For too long, corporate America has seen itself as being at the wrong end of the qui tam law. The law has been popularly viewed as a tool for disgruntled employees to get rich and get even by taking advantage of a weakness in a corporate compliance program or bypassing it all together. The term “whistleblower” is itself so loaded with meaning that it has become hard to see the qui tam law for what it is.

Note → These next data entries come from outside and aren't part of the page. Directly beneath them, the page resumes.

PR #1617, opened 2019-11-05
[NETBEANS-3335] Enhance robustness of HTML Lexer

matthiasblaesing:
After the update of the HTML lexer to support HTML5 style attributes,
new states in the lexer can be reached. Instead of bailing out with a
NullPointerException in HtmlLexer#equals, report comparisons with NULL
as false.

PR #1658, opened 2019-11-24
Backport of PR #1617

matthiasblaesing:
As requested in #1617 this is a straight backport of the patches
to the release112 branch. For details about the changeset please
see the original PR, the only additional change is the bump of
the spec version.


neilcsmith-net:
Thanks @matthiasblaesing Will merge and test with view to vote and pushing update this week.

To double check, looking at just shipping org-netbeans-modules-html-lexer.nbm ?

matthiasblaesing:
Yes shipping `org-netbeans-modules-html-lexer.nbm` will be enough. The changes in `php.smarty` are the unittests, that Junichi provided and are not needed at runtime.

PR #1661, opened 2019-11-24
[NETBEANS-3440] Allow to define a palette for fontcolors XML Schema.

lkishalmi:
This one contains a new DTD which probably have to be installed on netbeans.apache.org/dtds/ as well.
It might help for #1652 in the future.

### DIFF
--- a/ide/editor.settings.storage/src/org/netbeans/modules/editor/settings/storage/fontscolors/ColoringStorage.java
+++ b/ide/editor.settings.storage/src/org/netbeans/modules/editor/settings/storage/fontscolors/ColoringStorage.java
@@ -608,7 +608,8 @@ public final class ColoringStorage implements StorageDescription<String, Attribu
         try {
             return new Color ((int) Long.parseLong (color, 16), (color.length() != 6)); // formats: #AARRGGBB or #RRGGBB (Alpha is defaulted to 255)
         } catch (NumberFormatException ex) {
-            throw new Exception ();
+            LOG.log(Level.WARNING, "Can''t parse ''{0}'' to a Color. Using RED as a replacement.", color);
+            return Color.red;
         }
     }
 }
--- a/ide/editor.settings.storage/src/org/netbeans/modules/editor/settings/storage/fontscolors/ColoringStorage.java
+++ b/ide/editor.settings.storage/src/org/netbeans/modules/editor/settings/storage/fontscolors/ColoringStorage.java
@@ -237,15 +237,15 @@ public final class ColoringStorage implements StorageDescription<String, Attribu
                 FileObject baseFolder = FileUtil.getConfigFile("Editors"); //NOI18N
                 FileObject f = FileUtil.createData(baseFolder, settingFileName);
                 f.setAttribute(FA_TYPE, type);
-                
-                Map<String, AttributeSet> added = new HashMap<String, AttributeSet>();
-                Map<String, AttributeSet> removed = new HashMap<String, AttributeSet>();
+
+                    Map<String, AttributeSet> added = new HashMap<String, AttributeSet>();
+                    Map<String, AttributeSet> removed = new HashMap<String, AttributeSet>();
                 Utils.diff(defaultFontColors, fontColors, added, removed);
-                
+
                 ColoringsWriter writer = new ColoringsWriter();
                 writer.setAdded(added);
                 writer.setRemoved(removed.keySet());
-                
+
                 Utils.save(f, writer);
             }
         });
@@ -258,7 +258,7 @@ public final class ColoringStorage implements StorageDescription<String, Attribu
         assert profile != null : "The parameter profile must not be null"; //NOI18N
         
         FileObject baseFolder = FileUtil.getConfigFile("Editors"); //NOI18N
-        Map<String, List<Object []>> files = new HashMap<String, List<Object []>>();
+        Map<String, List<Object []>> files = new HashMap<>();
         SettingsType.getLocator(this).scan(baseFolder, mimePath.getPath(), profile, true, defaults, !defaults, false, files);
         
         assert files.size() <= 1 : "Too many results in the scan"; //NOI18N
@@ -289,9 +289,11 @@ public final class ColoringStorage implements StorageDescription<String, Attribu
     private static final String HIGHLIGHTING_FILE_NAME = "editorColoring.xml"; // NOI18N
     
     private static final String E_ROOT = "fontscolors"; //NOI18N
+    private static final String E_COLORDEF = "colordef"; //NOI18N
     private static final String E_FONTCOLOR = "fontcolor"; //NOI18N
     private static final String E_FONT = "font"; //NOI18N
     private static final String A_NAME = "name"; //NOI18N
+    private static final String A_COLOR = "color"; //NOI18N
     private static final String A_FOREGROUND = "foreColor"; //NOI18N
     private static final String A_BACKGROUND = "bgColor"; //NOI18N
     private static final String A_STRIKETHROUGH = "strikeThrough"; //NOI18N
@@ -305,8 +307,8 @@ public final class ColoringStorage implements StorageDescription<String, Attribu
     private static final String V_ITALIC = "italic"; //NOI18N
     private static final String V_PLAIN = "plain"; //NOI18N
     
-    private static final String PUBLIC_ID = "-//NetBeans//DTD Editor Fonts and Colors settings 1.1//EN"; //NOI18N
-    private static final String SYSTEM_ID = "http://www.netbeans.org/dtds/EditorFontsColors-1_1.dtd"; //NOI18N
+    private static final String PUBLIC_ID = "-//NetBeans//DTD Editor Fonts and Colors settings 1.2//EN"; //NOI18N
+    private static final String SYSTEM_ID = "http://netbeans.apache.org/dtds/EditorFontsColors-1_2.dtd"; //NOI18N
 
     private static final String FA_TYPE = "nbeditor-settings-ColoringType"; //NOI18N
     public static final String FAV_TOKEN = "token"; //NOI18N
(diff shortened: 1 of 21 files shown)


ide/editor.settings.storage/src/org/netbeans/modules/editor/settings/storage/fontscolors/ColoringStorage.java
```diff
@@ -258,25 +264,23 @@ public void delete(MimePath mimePath, String profile, boolean defaults) throws I
...
+                for(Object [] info : profileInfos) {
+                    FileObject settingFile = (FileObject) info[1];
 
-                        settingFile.delete();
+                    // Skip files with wrong type of colorings
+                    if (!type.equals(getColoringFileType(settingFile))) {
+                        continue;
                     }
+
+                    settingFile.delete();
```
eirikbakke: Doing a separate commit with just cosmetic changes (lambdafication, diamond operator, override annotations etc.) would encourage quick reviews in the future :-)

ide/editor.settings.storage/src/org/netbeans/modules/editor/settings/storage/fontscolors/ColoringStorage.java
```diff
@@ -305,8 +311,8 @@ public void run() throws IOException {
     private static final String V_ITALIC = "italic"; //NOI18N
     private static final String V_PLAIN = "plain"; //NOI18N
     
-    private static final String PUBLIC_ID = "-//NetBeans//DTD Editor Fonts and Colors settings 1.1//EN"; //NOI18N
-    private static final String SYSTEM_ID = "http://www.netbeans.org/dtds/EditorFontsColors-1_1.dtd"; //NOI18N
+    private static final String PUBLIC_ID = "-//NetBeans//DTD Editor Fonts and Colors settings 1.2//EN"; //NOI18N
+    private static final String SYSTEM_ID = "http://netbeans.apache.org/dtds/EditorFontsColors-1_2.dtd"; //NOI18N
```
eirikbakke: Can we still correctly read settings of the previous format?

ide/editor.settings.storage/src/org/netbeans/modules/editor/settings/storage/fontscolors/ColoringStorage.java
```diff
@@ -365,7 +372,14 @@ public ColoringsReader(FileObject f, String mimePath) {
             try {
                 if (name.equals(E_ROOT)) {
                     // We don't read anythhing from the root element
-                    
+                    colorrefs.clear();;
```
eirikbakke: double semicolon

ide/editor.settings.storage/src/org/netbeans/modules/editor/settings/storage/fontscolors/ColoringStorage.java
```diff
@@ -365,7 +372,14 @@ public ColoringsReader(FileObject f, String mimePath) {
...
+                } else if (name.equals(E_COLORREF)) {
+                    String nameAttr = attributes.getValue(A_NAME);
+                    String colorAttr = attributes.getValue(A_COLOR);
+                    String oldRef = colorrefs.put(nameAttr, colorAttr);
```
eirikbakke: Should null-check and check validity of nameAttr/coloAttr before putting them in the map

ide/editor.settings.storage/src/org/netbeans/modules/editor/settings/storage/fontscolors/ColoringStorage.java
```diff
@@ -365,7 +372,14 @@ public ColoringsReader(FileObject f, String mimePath) {
...
+                    if (oldRef != null) {
+                        LOG.log(Level.WARNING, "Color reference: '" + nameAttr + "' previosly defined as '" + oldRef + "' is now '" + colorAttr +"'");
```
eirikbakke: previosly should be previously

ide/editor.settings.storage/src/org/netbeans/modules/editor/settings/storage/fontscolors/ColoringStorage.java
```diff
@@ -289,9 +293,11 @@ public void run() throws IOException {
     private static final String HIGHLIGHTING_FILE_NAME = "editorColoring.xml"; // NOI18N
     
     private static final String E_ROOT = "fontscolors"; //NOI18N
+    private static final String E_COLORREF = "colorref"; //NOI18N
```
eirikbakke: It seems that this is the element that _defines_ the color reference, rather than uses it. I would call that "colordef" rather than "colorref", or something similar. The "reference" is the place that refers to the previously defined color.

ide/editor.settings.storage/src/org/netbeans/modules/editor/settings/storage/fontscolors/ColoringStorage.java
eirikbakke: Add a check that nameAttr is not, in fact, a valid color string. This could lead to very confusing results otherwise, e.g. redefining "ff0000" by accident. Perhaps require color references to use some special syntax, e.g. a color defined as "editorBackground" must be referenced "$editorBackground" (do colorrefs.put("$" + nameAttr, colorAttr) to achieve this). Perhaps also require the names to follow Java identifier requirements, e.g. start with Character.isJavaIdentifierStart and every subsequent character must be Character.isJavaIdentifierPart.

ide/editor.settings.storage/src/org/netbeans/modules/editor/settings/storage/fontscolors/ColoringStorage.java
```diff
@@ -447,6 +456,12 @@ public ColoringsReader(FileObject f, String mimePath) {
                 attribs = null;
             }
         }
+
+        Color stringToColor(String name) throws Exception {
+            String resolve = colorrefs.getOrDefault(name, name);
+            return ColoringStorage.stringToColor(resolve);
```
eirikbakke: See previous comment about requiring references to follow a reserved syntax that can't be confused with a real color.

ide/editor.settings.storage/src/org/netbeans/modules/editor/settings/storage/fontscolors/EditorFontsColors-1_2.dtd
```diff
@@ -0,0 +1,62 @@
...
+        The vocabulary for an editor fonts and colors settings file.
+
+    PUBLIC ID  : -//NetBeans//DTD Editor Fonts and Colors settings 1.2//EN
+    SYSTEM ID  : http://netbeans.apache.org/dtds/EditorFontsColors-1_2.dtd
+-->
+
+<!ELEMENT fontscolors ( colorref*, fontcolor* ) >
+<!ATTLIST fontscolors >
+
+<!ELEMENT colorref EMPTY >
```
eirikbakke: As before, maybe call this colordef rather than colorref.

ide/editor.settings.storage/src/org/netbeans/modules/editor/settings/storage/fontscolors/ColoringStorage.java
lkishalmi: Going to do that.

ide/editor.settings.storage/src/org/netbeans/modules/editor/settings/storage/fontscolors/ColoringStorage.java
lkishalmi: Yes. Tests can approve that.

ide/editor.settings.storage/src/org/netbeans/modules/editor/settings/storage/fontscolors/EditorFontsColors-1_2.dtd
lkishalmi: colordef is better, idea accepted! Thank you!

neilcsmith-net:
Bit tied up with other things to review properly, but +1 to the principle - great idea!

ide/editor.settings.storage/src/org/netbeans/modules/editor/settings/storage/fontscolors/ColoringStorage.java
lkishalmi: The cosmetic changes ended up in a separate commit.

ide/editor.settings.storage/src/org/netbeans/modules/editor/settings/storage/fontscolors/ColoringStorage.java
lkishalmi: fixed

ide/editor.settings.storage/src/org/netbeans/modules/editor/settings/storage/fontscolors/ColoringStorage.java
lkishalmi: Null check is actually done by the parser as both name and color attributes are requested. If they are missing we got a parser exception first before we could check for null.
As of masking predefined colors, I do not see any problem with that. These color definitions is local to the file where they are defined. The whole idea is coming from my attempt to port https://github.com/morhetz/gruvbox/ to NetBeans. In order to support both light and dark mode, I'd just flip the palette definitions.

As of add a distinctive syntax when referring the color definitions. I was thinking about it as well, though I'm natural on that one. The only reason for opting that out is only that less typing makes me happy.

ide/editor.settings.storage/src/org/netbeans/modules/editor/settings/storage/fontscolors/ColoringStorage.java
lkishalmi: fixed

ide/editor.settings.storage/src/org/netbeans/modules/editor/settings/storage/fontscolors/ColoringStorage.java
lkishalmi: Changed.

ide/editor.settings.storage/src/org/netbeans/modules/editor/settings/storage/fontscolors/ColoringStorage.java
lkishalmi: Answered there.

PR #1662, opened 2019-11-24
[NETBEANS-3439] - Upgrade JavaCC from 3.2 to 7.0.5

pepness:
Notes:
-Add support for Java7 language features
-Requires Java 7
-Added support for C++
-Internal refactoring
-Several bug fixes and enhancements
-Update license

[JavaCC License](https://github.com/javacc/javacc/blob/master/LICENSE)
[JavaCC Web Page](https://github.com/javacc/javacc)
[JavaCC Release Notes](https://github.com/javacc/javacc/blob/master/docs/release-notes.md)


wumpz:
Be aware that version 7.0.5 has some incompatibilities with 7.0.4 that still has to be adressed:

https://github.com/javacc/javacc/pull/73

pepness:
Hi Tobias,

Thanks for pointing this out, I will review it.

lkishalmi:
BUILD FAILED
/home/travis/build/apache/netbeans/nbbuild/build.xml:1614: Failed VerifyLibsAndLicenses test(s):
ide/db.sql.visualeditor/external/javacc-7.0.5-license.txt refers to nonexistent nbbuild/licenses/BSD-javacc-7.0.5
java/performance/external/javacc-7.0.5-license.txt refers to nonexistent nbbuild/licenses/BSD-javacc-7.0.5

java/performance/external/binaries-list
```diff
@@ -14,4 +14,4 @@
 # KIND, either express or implied.  See the License for the
 # specific language governing permissions and limitations
 # under the License.
-EE416CB5D6AA88473EFE487F42DC1410360F7948 javacc-3.2.jar
+3314CFC8BBD82725013EA997506EE5C525E8153A javacc-7.0.5.jar
```
ebarboni: Could it be possible to use the javacc-7.05 like this 
3314CFC8BBD82725013EA997506EE5C525E8153A net.java.dev.javacc:javacc:7.0.5

matthiasblaesing: Yes and that would be the right way. We try to drop usage of the binary server to the cases where it is actually necessary, a standard artifact from maven central should be preferred.

pepness: I fix it, thanks for the observation.

ebarboni:
in this folder there is a tracking of license. BSD seems to be per libraries
https://github.com/apache/netbeans/tree/master/nbbuild/licenses 

You should move the file 3.2 to 7.0.5, and needs to be changed to actual content in 7.0.5 of javacc.

pepness:
Fixed it and I updated the PR description. Thanks.

ebarboni:
I think the performance/benchmark is not active yet. But I didn't see a wrong generation. This is not very testable IMHO.

ebarboni:
if we drop we should ask dev ML.
maybe we should store to another "git" the removed to make visible what's gone. To be able to redo again.

matthiasblaesing:
The regression noticed before is fixed in 7.0.10 (according to changelog), travis and github actions are happy, this has minimal impact on the IDE, so lets get this in.

PR #1668, opened 2019-11-25
[NETBEANS-3450] Fixed compiler warnings concerning rawtypes Stream

mklaehn:
There are compiler warnings about rawtype usage with a Stream like the following
```
   [repeat] /Users/martin/Repositories/git/netbeans/ide/extexecution.process.jdk9/src/org/netbeans/modules/extexecution/process/jdk9/ProcessesImpl.java:77: warning: [rawtypes] found raw type: Stream
   [repeat]             try (Stream s = (Stream) PROCESS_HANDLE_DESCENDANTS.invoke(handle, (Object[]) null)) {
   [repeat]                  ^
   [repeat]   missing type arguments for generic class Stream<T>
   [repeat]     T extends Object declared in interface Stream
```


mklaehn:
Merging (1 approval without comment in the last nine days)

PR #1669, opened 2019-11-25
[NETBEANS-3451] Fixed compiler warnings concerning rawtypes Iterable

mklaehn:
There are compiler warnings about rawtype usage with a Iterable like the following
```
   [repeat] .../java/spi.java.hints/src/org/netbeans/modules/java/hints/spiimpl/Utilities.java:197: warning: [rawtypes] found raw type: Iterable
   [repeat]     public static <E> Iterable<E> checkedIterableByFilter(final Iterable raw, final Class<E> type, final boolean strict) {
   [repeat]                                                                 ^
   [repeat]   missing type arguments for generic class Iterable<T>
   [repeat]     T extends Object declared in interface Iterable
```


mklaehn:

PR #1670, opened 2019-11-25
[NETBEANS-3453] - Upgrade mysql-connector-java from 5.1.23 to 5.1.48

pepness:
Changes since version 5.1.23:
- 207 Bugs fixes
- 51 Improvements

[MySQL Connector Java Web Page](https://dev.mysql.com/downloads/connector/j/)
[MySQL Connector Java Release Notes](https://dev.mysql.com/doc/relnotes/connector-j/5.1/en/news-5-1.html)


emilianbold:
Note NetBeans does not bundle the connector due to licensing reasons. So, incrementing that version seems like a good idea, but it's only used for one test...

If you are working in this area, take a look at MySQLProcedure.java and `.createValue` which mentions http://bugs.mysql.com/bug.php?id=41269 which has been closed for a decade.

In fact, it is a law that is “firmly rooted in the American legal tradition”2 with a pedigree going back to the thirteenth century, when the concept began to develop as part of the English common law. By the fourteenth century, it had begun to appear in legislative form, allowing private parties to bring a lawsuit to redress a public wrong and to share in the penalties recovered. Qui tam statutes were adopted in America as part of the general adoption of British law at the time of independence, so that by the time of the “Lincoln Law” in 1863, the concept of private citizen enforcement was an accepted part of the U.S. statutory framework. Ten of the fourteen statutes passed by the first Congress contained qui tam provisions designed to assist Government enforcement, including statutes relating to bank regulation, import duties and copyright infringement.3
Back then, the qui tam law was seen as a means of supplementing the efforts of the overtaxed Attorney General and U.S. District Attorneys. It has the same function today. As the Senate Committee on the Judiciary noted in considering the 1986 amendments:
“In the face of sophisticated and widespread fraud, the Committee believes only a coordinated effort of both the Government and the citizenry will decrease the wave of defrauding public funds.”4
In 1996, a Department of Justice press release celebrating the tenth anniversary of the 1986 amendments and the recovery since that time of over $1 billion under the qui tam law expressed the same sentiment:
“The recovery of over $1 billion demonstrates that the public-private partnership encouraged by the statute works and is an effective tool in our continuing fight against the fraudulent use of public funds.”5
The broader message to take away from all this is that “anti-fraud” is not “anti-business.” In the same way that corporations learned that the responsible use of the RICO statute could help right the wrongs they suffered as a result of fraud, so can the responsible use of the qui tam law be a powerful weapon in the service of the business community.
The Federal corporate Sentencing Guidelines provide strong incentives for corporations to take positive steps to prevent, detect and accept responsibility for the illegal acts of their officers and employees. Under the Guidelines, corporations must promptly report those acts to and cooperate with Government authorities. In such a climate — in which compliance and self-policing are effectively mandated – law abiding corporations need to take action to protect their ability to compete honestly in an honest marketplace. Companies routinely do so now under the anti-trust laws when confronted with anti-competitive practices by rivals.
The qui tam law provides an opportunity for honest companies to level the playing field by exposing the illegal practices of competitors for federal dollars, and at the same time offsetting the business losses incurred as a result of them. It does so not only with an eye to bottom-line profitability, but also to the greater public good.